▶ [Work task]:
In the records below, find each line with "podSecurityContext" and copy it.

▶ [Source data]:
PR #967, opened 2026-07-23
fix #963 accept null postgres UID GID

### LINKED ISSUE #963: cluster does not allow null PostgresUID/PostgresGID
# Issue

cluster forces a default `PostgresUID/PostgresGID = 26` (see https://github.com/cloudnative-pg/cloudnative-pg/blob/main/pkg/specs/pods.go#L456). It is impossible to remove this default. One can set a value >= 0, but not null.

# Expected behavior

There should be a way to set the values such that any containers should be created without SCC.

# Why this matter

In non-root environment like OpenShift/OKD, with restricted-v2/v3, it is not possible to set UIDs. So a pod without SCC will inherit one with a forced `UID/GID/fsGroup` in a dynamic range depending on the namespace, so it cannot be hard-coded in `values.yaml`. Right now, it is not possible to deploy a cluster of cnpg inside such a cluster.

# Suggestion of fix
1. in go code
    1. Check uid/git at https://github.com/cloudnative-pg/cloudnative-pg/blob/main/pkg/specs/pods.go#L464C18-L464C37
If null, we ignore these values, so `RunAsUser` `RunAsGroup` `FSGroup` are not set in the `defaultContext`
    2. Also check uid/git not null at https://github.com/cloudnative-pg/cloudnative-pg/blob/v1.30.0/pkg/specs/pods.go#L471

1. in helm cluster chart
    1. Make crd `postgresUID` `postgresGID` optional (so they can be null) and remove the default value of `26`
    2. To avoid regression with other environments, the default `values.yaml` should contains the default `postgresUID`, `postgresGID` set to `26`

There is a case of regression for people setting `cluster.useTimescaleDBDefaults` to `timescaledb`. Somehow, this requires UID/GID=1000. These people should write the UID/GID in their own `values.yaml`.

Please tell me if you have another suggestion. One alternative would be to create a new field like `openshiftmode = true` like in some other chart, but it is a bit uglier because it is in contradiction with non null UID/GID.

antoinetran:
Fix: https://github.com/cloudnative-pg/charts/issues/963

Description: accept `-1` as value for UID/GID, it has a special meaning: `runAsUser` `runAsGroup` `fsGroup` will not be defined.

### DIFF
--- a/charts/cloudnative-pg/templates/crds/crds.yaml
+++ b/charts/cloudnative-pg/templates/crds/crds.yaml
@@ -5118,13 +5118,13 @@ spec:
               postgresGID:
                 default: 26
                 description: The GID of the `postgres` user inside the image, defaults
-                  to `26`
+                  to `26`. `-1` is a special value meaning `runAsGroup` and `fsGroup` of `podSecurityContext` must not be defined.
                 format: int64
                 type: integer
               postgresUID:
                 default: 26
                 description: The UID of the `postgres` user inside the image, defaults
-                  to `26`
+                  to `26`. `-1` is a special value meaning `runAsUser` of `podSecurityContext` must not be defined.
                 format: int64
                 type: integer
               postgresql:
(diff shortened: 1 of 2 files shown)


itay-grudev:
If your change is merged in the operator feel free to re-open the issue. This ticket and the associated PR make no sense until then.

▶ [Written solution]:
+                  to `26`. `-1` is a special value meaning `runAsGroup` and `fsGroup` of `podSecurityContext` must not be defined.
+                  to `26`. `-1` is a special value meaning `runAsUser` of `podSecurityContext` must not be defined.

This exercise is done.